Quick summary of “how to grow ‘em” principles:
* Grow them in sphagnum moss;
* Give them the brightest light possible;
* Use bottled or pure water;
* Provide even moisture; don’t let them dry out;
* Don’t fertilize them;
* Remember they go dormant in winter; and
* Stop poking them! The thigmotropic response in each leaf occurs only a few times.
Citrus tree in my lawn seems to be growing OK, but the leaves are always yellow.
Leaf samples showed classic iron chlorosis, sometimes called interveinal chlorosis. But other leaves were just generally yellow, indicating a lack of nitrogen.
Citrus trees, like other fruit trees, are best watered as in an orchard, not like a lawn. Shallow, frequent watering leads to loss of nitrogen from the soil, and our hard water makes micronutrients such as iron less available. Deficiencies that cause yellow leaves are common, so you have to fertilize more often. And there is a risk of Phytophthora crown rot (see above). Water deeply every couple of weeks to allow the surface to dry between waterings.
What are those weird things on oak leaves? And those little hopping things under oak trees?
Those are galls, caused by tiny (non-stinging) wasps. While they occur on many different plants, the majority of species that make galls occur on oaks.
The life cycle in general is as follows: The female deposits (oviposits) her egg in the leaf or stem. The larvae hatch and begin to feed. The plant responds by growing cells very rapidly, a tumor-like proliferation that surrounds the larvae. Possibly there are secretions in the mouthparts of the larvae that contain plant hormones, or some other chemical triggers the rapid cell growth. The leaf or stem tissue surrounds the larvae, which then develop inside the plant. After they pupate, the adult wasps emerge by chewing a hole in the gall.
Some galls form specific shapes in response to a pattern of feeding by the wasp larvae. Some galls attach securely to the leaf. Others fall off: The amazing jumping gall (unique to the Sacramento Valley) is a tiny gall that falls to the ground and “hops” while the larvae are still active.
It is not a symbiotic relationship. The tree gains nothing from the gall-forming wasp. There is some loss of chlorophyll at the site of some galls, but other than that the tree isn’t harmed or weakened.
A great reference site for information and pictures about this topic and other aspects of biology is run by Wayne P. Armstrong of Palomar College. Check it out at http://waynesword.palomar.edu/pljuly99.htm.

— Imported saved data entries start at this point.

PR #2649, opened 2025-05-16
Replace `conda` with `uv` in `dstackai/base` images

### LINKED ISSUE #2625: [UX]: Replace `conda` with `uv` in `dstack`'s default Docker image
### Problem

Currently, `dstack`'s default Docker image (which is very convenient to use) uses Conda as the default package manager. 
Apparently, `uv` provides a significantly better experience in both performance and compatibility compared to `conda`.
Moreover, `uv` is quickly becoming the most common and user-friendly way to install packages.

Currently, the process of installing and activating `uv` manually with the default image is unnecessarily cumbersome.

### Solution

Let's ditch Miniforge's `conda` in favor of `uv`.

Note, we could also ditch our Docker images built specifically for each major version of Python, and instead, let `uv` install any version of Python that `uv` supports.

### Workaround

_No response_

No

un-def:
Closes: https://github.com/dstackai/dstack/issues/2625

### DIFF
--- a/docker/base/Dockerfile
+++ b/docker/base/Dockerfile
@@ -1,14 +1,20 @@
 FROM nvidia/cuda:12.1.0-base-ubuntu20.04
 
 ARG PYTHON
-ENV PYTHON=$PYTHON
+ARG _UV_HOME="/opt/uv"
+ENV UV_PYTHON="${PYTHON}"
+ENV UV_INSTALL_DIR="${_UV_HOME}/bin"
+ENV UV_PYTHON_INSTALL_DIR="${_UV_HOME}/python"
+ENV UV_PYTHON_BIN_DIR="${UV_PYTHON_INSTALL_DIR}/bin"
+ENV UV_MANAGED_PYTHON=1
 ENV LANG=C.UTF-8 LC_ALL=C.UTF-8
-ENV PIP_ROOT_USER_ACTION=ignore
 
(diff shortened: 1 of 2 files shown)


docker/base/Dockerfile
```diff
@@ -1,30 +1,26 @@
...
-    chmod +x /opt/conda/etc/profile.d/conda.sh && \
-    echo ". /opt/conda/etc/profile.d/conda.sh" >> ~/.bashrc && \
-    /opt/conda/condabin/conda update conda --all -y && \
-    /opt/conda/condabin/conda create --name workflow python=${PYTHON} -y && \
-    /opt/conda/condabin/conda config --prepend channels "nvidia/label/cuda-12.1.0" && \
-    /opt/conda/condabin/conda config --set always_yes true && \
-    /opt/conda/condabin/conda clean --all && \
-    echo "conda activate workflow" >> ~/.bashrc
+RUN curl -LsSf https://astral.sh/uv/install.sh | INSTALLER_NO_MODIFY_PATH=1 sh && \
+    uv python install --preview --default
```
jvstme, line 26: What does `--preview` do?

jvstme (approved):

docker/base/Dockerfile
un-def:
```
$ uv python install 3.10 --default
The `--default` flag is only available in preview mode; add the `--preview` flag to use `--default`
```

un-def: https://docs.astral.sh/uv/reference/settings/#preview

> Whether to enable experimental, preview features.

I was in a big store and saw some princess flower. What beautiful purple flowers! Do they do well here?
Caveat emptor? Or “forewarned is forearmed”? Tibouchina urvilleana is unlikely to survive our winters, even with protection.
A lot of tender plants are sold in chain stores in Northern California. Some might live here, some won’t. Most of those stores stock similar products throughout the state, regardless of regional climate differences. I strongly suggest reading the label carefully. Look for the minimum temperature. Then ask locally.
Not all subtropicals are equally tender. Examples: Lantana is killed back, often to the ground, but always resprouts. Bougainvilleas can survive a winter if planted in a warm microclimate, and usually will recover sufficiently each summer to give abundant growth and bloom. Chinese hibiscus rarely survives. And unfortunately, that is also the case with princess flower.
Want a purple flower? Try purple potato vine (Lycianthes rantonnetii).